(Activity): For each line below that holds the string "like", add one to a tally; report that tally alone.
** Opening Raw data block **
PR #1606, opened 2024-02-05
Fix "string_len" typo in stb_c_lexer.h

lackhoa:
Looks like a copy-paste mistake.


NBickford-NV:
Hi! If I'm looking at the Files Changed view correctly, it looks like this is already in main as a result of merging in https://github.com/nothings/stb/pull/1147/files ?

lackhoa:
@NBickford-NV Yeah, it's ben fixed. Thanks!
** Closing Raw data block **
(Task result): 2